American Indian Baskets

This exhibition includes baskets from many Indian tribes in North America and offers insights into the individual regions and histories of each tribe. The botanical fibers and materials used for dyes in the baskets reflect the locales in which the baskets were produced while the decorative patterns and methods of ornamentation reveal much about the characteristics of the tribes.

Because indigenous botanical fibers vary greatly in the regions from which these baskets emanated, this is an extremely diversified collection. Display items include a Haida split root basket, an Alaskan beach grass basket, a large Mohican covered basket of woven elm splints, Santa Domingo and San Juan willow baskets, a Choctaw basket plaited of dyed river cane, and a Cherokee wicker weave buckbrush or honeysuckle basket.

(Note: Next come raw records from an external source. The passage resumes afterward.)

PR #3041, opened 2023-11-19
Fix two bugs in incidence analysis

### LINKED ISSUE #3040: Dulmage-Mendelsohn decomposition does not automatically put matching on the diagonal
MWE: Run the following script in the `examples` subdirectory of this repo.
```python
from run_distill import instance
from pyomo.contrib.incidence_analysis import IncidenceGraphInterface
from pyomo.contrib.incidence_analysis.interface import get_structural_incidence_matrix
import matplotlib.pyplot as plt 

igraph = IncidenceGraphInterface(instance, include_inequality=False, linear_only=True)
var_dmp, con_dmp = igraph.dulmage_mendelsohn()
vorder = sum(var_dmp, []) 
corder = sum(con_dmp, []) 

# My intention is for this to have a non-zero diagonal
imat = get_structural_incidence_matrix(vorder, corder, linear_only=True)
fig, ax = plt.subplots()
ax.spy(imat, markersize=1)
plt.show()
```
This displays the following image:
dm_mwe
Note the kink in the "diagonal" entries around (3500, 3500). I would like to be able to recover the maximum matching from the Dulmage-Mendelsohn decomposition with
```python
matching = list(zip(
    con_dmp.underconstrained + con_dmp.square + con_dmp.overconstrained,
    var_dmp.underconstrained + var_dmp.square + var_dmp.underconstrained,
))
```
This is half the reason that I broke the decomposition down into four subsets instead of only three. This should be a simple change in `pyomo.contrib.incidence_analysis.common.dulmage_mendelsohn`.

Robbybp:
## Summary/Motivation:
- The subsets returned by the Dulmage-Mendelsohn decomposition should be ordered so that zipping the constraint and variable subsets allows us to recover a maximum matching.
- `get_incident_variables(expr, linear_only=True)` should correctly filter out variables that have coefficients of zero

- Change the order of nodes returned in the "square subset" of the second bipartite set in `pyomo.contrib.common.dulmage_mendelsohn` 
- Fix bug in behavior with `linear_only=True`

Re-running the motivating example in #3040,
```python
from run_distill import instance
from pyomo.contrib.incidence_analysis import IncidenceGraphInterface
from pyomo.contrib.incidence_analysis.interface import get_structural_incidence_matrix
import matplotlib.pyplot as plt 

igraph = IncidenceGraphInterface(instance, include_inequality=False, linear_only=True)
var_dmp, con_dmp = igraph.dulmage_mendelsohn()
vorder = sum(var_dmp, []) 
corder = sum(con_dmp, []) 

vmatch = var_dmp.underconstrained + var_dmp.square + var_dmp.overconstrained
cmatch = con_dmp.underconstrained + con_dmp.square + con_dmp.overconstrained

matching = zip(vmatch, cmatch)
# Assert that zipping the subsets gives us a valid matching
assert len(vmatch) == len(ComponentSet(vmatch))
assert len(cmatch) == len(ComponentSet(cmatch))
for var, con in matching:
    assert var in ComponentSet(igraph.get_adjacent_to(con))

# My intention is for this to have a non-zero diagonal
imat = get_structural_incidence_matrix(vorder, corder, linear_only=True)
fig, ax = plt.subplots()
ax.spy(imat, markersize=1)
plt.show()
```
we get:
distill_imat

### Legal Acknowledgement

### DIFF
--- a/pyomo/contrib/incidence_analysis/common/dulmage_mendelsohn.py
+++ b/pyomo/contrib/incidence_analysis/common/dulmage_mendelsohn.py
@@ -90,7 +90,8 @@ def dulmage_mendelsohn(bg, top_nodes=None, matching=None):
     _filter.update(b_unmatched)
     _filter.update(b_matched_with_reachable)
     t_other = [t for t in top_nodes if t not in _filter]
-    b_other = [b for b in bot_nodes if b not in _filter]
+    b_other = [matching[t] for t in t_other]
+    #b_other = [b for b in bot_nodes if b not in _filter]
 
     return (
         (t_unmatched, t_reachable, t_matched_with_reachable, t_other),
--- a/pyomo/contrib/incidence_analysis/common/dulmage_mendelsohn.py
+++ b/pyomo/contrib/incidence_analysis/common/dulmage_mendelsohn.py
@@ -91,7 +91,6 @@ def dulmage_mendelsohn(bg, top_nodes=None, matching=None):
     _filter.update(b_matched_with_reachable)
     t_other = [t for t in top_nodes if t not in _filter]
     b_other = [matching[t] for t in t_other]
-    #b_other = [b for b in bot_nodes if b not in _filter]
 
     return (
         (t_unmatched, t_reachable, t_matched_with_reachable, t_other),
--- a/pyomo/contrib/incidence_analysis/dulmage_mendelsohn.py
+++ b/pyomo/contrib/incidence_analysis/dulmage_mendelsohn.py
@@ -70,6 +70,21 @@ def dulmage_mendelsohn(matrix_or_graph, top_nodes=None, matching=None):
     - **overconstrained** - The columns matched with *possibly* unmatched
       rows (unmatched and overconstrained rows)
 
+    While the Dulmage-Mendelsohn decomposition does not specify an order within
+    any of these subsets, the order returned by this function preserves the
+    maximum matching that is used to compute the decomposition. That is, zipping
+    "corresponding" row and column subsets yields pairs in this maximum matching.
+    For example:
+
+    >>> row_dmpartition, col_dmpartition = dulmage_mendelsohn(matrix)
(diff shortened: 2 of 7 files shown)


Robbybp:
Doctests are failing with the following error:
```
Document: contributed_packages/incidence/dulmage_mendelsohn
-----------------------------------------------------------
**********************************************************************
File "../../pyomo/contrib/incidence_analysis/dulmage_mendelsohn.py", line ?, in default
Failed example:
    row_dmpartition, col_dmpartition = dulmage_mendelsohn(matrix)
Exception raised:
      File "/opt/hostedtoolcache/Python/3.8.18/x64/lib/python3.8/doctest.py", line 1336, in __run
        exec(compile(example.source, filename, "single",
      File "<doctest default[0]>", line 1, in <module>
        row_dmpartition, col_dmpartition = dulmage_mendelsohn(matrix)
    NameError: name 'dulmage_mendelsohn' is not defined
**********************************************************************
```
The culprit code is a few lines that I added as an example, not intended for doctest. These lines don't get picked up when I run `make doctest` locally, so I'm a little bit confused why they're getting picked up here. I will add a `:skipif: True` annotation to hopefully get tests passing, although this does not seem like a good solution.

Maybe the philosophy that I'm violating here is "any code in the docs should be tested." If that is what we're enforcing, I can add the appropriate additional context to make these examples actually runnable, although I'm still confused why my code without the `.. doctest::` annotation is getting doctested.

jsiirola:
> Maybe the philosophy that I'm violating here is "any code in the docs should be tested." If that is what we're enforcing, I can add the appropriate additional context to make these examples actually runnable, although I'm still confused why my code without the `.. doctest::` annotation is getting doctested.

I would argue for testing (at least executing) all code from documentation, so adding a (hidden) block to import `dulmage_mendelsohn` would be a simple / good thing

blnicho (approved):

jsiirola (approved):

PR #3056, opened 2023-11-29
Remove presolve-eliminated variables from named expressions

### LINKED ISSUE #3055: Incorrect degrees of freedom with linear presolve
## Summary

Testing out `NLWriter().write(model, file, linear_presolve=True)`, I have noticed that sometimes a variable that is eliminated is still written to the nl file. 

```python
import pyomo.environ as pyo 
import pyomo.repn.plugins.nl_writer as nl_writer
import subprocess

# We use one constraint to eliminate one variable,
# but apparently no variables get eliminated.

m = pyo.ConcreteModel()

m.x = pyo.Var([1, 2, 3], initialize=1, bounds=(0, 10))

m.subexpr = pyo.Expression(pyo.Integers)
m.subexpr[1] = m.x[1] + m.x[2]

m.eq = pyo.Constraint(pyo.Integers)
m.eq[1] = m.x[1] == 7
m.eq[2] = m.x[3] == 0.1 * m.subexpr[1] * m.x[2]

m.obj = pyo.Objective(expr=m.x[1]**2 + m.x[2]**2 + m.x[3]**3)

nl_fname = "test.nl"
with open(nl_fname, "w") as f:
    nlinfo = nl_writer.NLWriter().write(m, f, linear_presolve=True)

print(f"N. var = {len(nlinfo.variables)}")
print(f"N. con = {len(nlinfo.constraints)}")
print(f"N. eliminated = {len(nlinfo.eliminated_vars)}")

print(f"Eliminated: {nlinfo.eliminated_vars[0][0].name}")
print("Variables in nl file:")
for var in nlinfo.variables:
    print(f"  {var.name}")

# Not strictly necessary. This is just here to support the argument that
# the eliminated variable actually makes its way to the nl file.
subprocess.run(["ipopt", nl_fname])
```
This gives:
```console
N. var = 3
N. con = 1
N. eliminated = 1
Eliminated: x[1]
Variables in nl file:
  x[2]
  x[1]
  x[3]
```
Followed by the Ipopt log, which includes:
```console
Total number of variables............................:        3
                     variables with only lower bounds:        0
                variables with lower and upper bounds:        3
                     variables with only upper bounds:        0
Total number of equality constraints.................:        1
Total number of inequality constraints...............:        0
        inequality constraints with only lower bounds:        0
   inequality constraints with lower and upper bounds:        0
        inequality constraints with only upper bounds:        0
```
I would expect the model to have two variables and one constraint after presolve, where instead it (supposedly) has three variables and one constraint.

Pyomo version: 6.7.0.dev0 (current main)
Python version: 3.9.6
Solver (if applicable): Ipopt 3.14.11 (should not be relevant)

### Hypothesis

This appears to be happening because the call to `NLWriter._categorize_vars` for named expressions is adds `expr_info.linear` to the `linear_by_comp` map, approximately here:
https://github.com/Pyomo/pyomo/blob/91729ba44cdbaa888eedc7072251015d1d9e8da2/pyomo/repn/plugins/nl_writer.py#L1637-L1650
Then, when running `_categorize_vars` for the constraint in which the subexpression participates, we add `linear_by_comp[subexpr_id]` to `nonlinear_vars` for the constraint. The core issue seems to be that we don't check whether any of the linear variables have been eliminated (i.e., are present in `linear_by_comp`) when recording the linear portion of components. However, I am not sure why this does not cause a problem for constraints (perhaps because they don't appear in other components' expressions - but maybe the wrong variable could still show up since the elimination is not applied to `expo_info.linear`?). 

I did not understand the substitution code well enough to propose a fix. In particular, it was not clear to me where the substitution is happening. I think I see it for the nonlinear case, but not for the linear case.

jsiirola:
## Summary/Motivation:
#3055 pointed out that any variables eliminated by the linear presolve were not being removed from the linear portion of named expressions, allowing them to be emitted to the solver.  This resolves the issue and adds a test for the example from the issue.

- Ensure that named expressions with linear components are included in the `comp_by_linear_var` map, thereby ensuring that they are updated with the results of variable elimination.
- Add the model from #3055 as a test.

### Legal Acknowledgement

### DIFF
--- a/pyomo/repn/plugins/nl_writer.py
+++ b/pyomo/repn/plugins/nl_writer.py
@@ -1685,6 +1685,15 @@ class _NLWriter_impl(object):
         if not self.config.linear_presolve:
             return eliminated_cons, eliminated_vars
 
+        # We need to record all named expressions with linear components
+        # so that any eliminated variables are removed from them.
+        for expr, info, _ in self.subexpression_cache.values():
+            if not info.linear:
+                continue
+            expr_id = id(expr)
+            for _id in info.linear:
+                comp_by_linear_var[_id].append((expr_id, info))
+
         fixed_vars = [
             _id for _id, (lb, ub) in var_bounds.items() if lb == ub and lb is not None
         ]
--- a/pyomo/repn/tests/ampl/test_nlv2.py
+++ b/pyomo/repn/tests/ampl/test_nlv2.py
@@ -1480,7 +1480,6 @@ G0 1
         # Note: bounds on x[1] are:
         #   min(22/3, 82/17, 23/4, -39/-6) == 4.823529411764706
         #   max(2/3, 62/17, 3/4, -19/-6) == 3.6470588235294117
-        print(OUT.getvalue())
         self.assertEqual(
             *nl_diff(
                 """g3 1 1 0	# problem unknown
@@ -1743,7 +1742,7 @@ G0 3
         self.assertEqual(LOG.getvalue(), "")
 
         nl2 = OUT.getvalue()
-        print(nl2)
+
         self.assertEqual(
             *nl_diff(
                 """g3 1 1 0	# problem unknown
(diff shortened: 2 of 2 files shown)


Robbybp (approved):
Thanks for the quick fix. This resolves the issues I was seeing.

If my understanding is correct, replacement in the linear portion of constraints (and now, Expressions) happens in the `_linear_presolve` function, while replacement in the nonlinear portion happens in `_categorize_vars`. Can you confirm?

PR #3073, opened 2023-12-21
Various bug fixes in gdp.mbigm transformation

emma58:
## Summary/Motivation:

Fixes three bugs in the multiple bigm transformation:

1. There was an indentation error that was revealed by having (active) empty constraint containers on Disjuncts. Now we only deactivate constraints that exist, wheee.
2. Not *all* Suffixes are bad Suffixes: Ceasing to complain when we ignore Suffixes, but adding a note to the documentation that we will ignore BigM Suffixes, since that might not be intuitive. (We're also safe that this will never change because the keys will always be different for bigm and mbigm: mbigm needs to know the Disjunct the M is relative to as well.)
3. Disjuncts can be infeasible--it's okay: When the solve to calculate M comes back infeasible, this means the Disjunct is. We log that fact at the DEBUG level, and properly deactivate the Disjunct. I'm setting the M values to 0 for now for the sake of being explicit.

- Fixes to the above
- Tests!

### Legal Acknowledgement

4. I represent I am authorized to make the contributions and grant the license. If my employer has rights to intellectual property that includes these contributions, I represent that I have received permission to make contributions and grant the required license on behalf of that employer.


pyomo/gdp/plugins/multiple_bigm.py
```diff
@@ -636,8 +627,20 @@ def _calculate_missing_M_values(
...
                         scratch.obj.expr = constraint.body - constraint.lower
                         scratch.obj.sense = minimize
-                        results = self._config.solver.solve(other_disjunct)
+                        results = self._config.solver.solve(
+                            other_disjunct, load_solutions=False
+                        )
                         if (
+                            results.solver.termination_condition
+                            is TerminationCondition.infeasible
+                        ):
```
jsiirola, line 636: Are we sure that we want to check against "infeasible"?  For the "old" (current) solver interfaces, I am not sure if this is always a guarantee of infeasibility.  (In particular, I don't think that Ipopt will ever _guarantee_ infeasibility)

pyomo/gdp/plugins/multiple_bigm.py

Baskets were intimately associated with the most important stages of life, including birth, puberty, marriage and death. Among the display items commemorating important events are Apache and Navaho wedding baskets and a Hopi reward plaque.

Indians also used baskets for a variety of household and utility purposes. Some of the uses are suggested by the following pieces: a Southwest pitch sealed twine canteen, a dyed willow olla, a Rappahannock household storage basket from Virginia and a western Klamath rafia basket.

Baskets and photographs of baskets in all five major weaves -- coil, twine, twill, wicker and imbricated -- are included in this display.

Many fine Northwest coast baskets, along with examples of baskets from the Southeast, Northeast, Plains and Woodland tribes, make up this exhibition. Highlights include several Makah oval and lidded baskets and an Apache figural basket decorated with people and deer.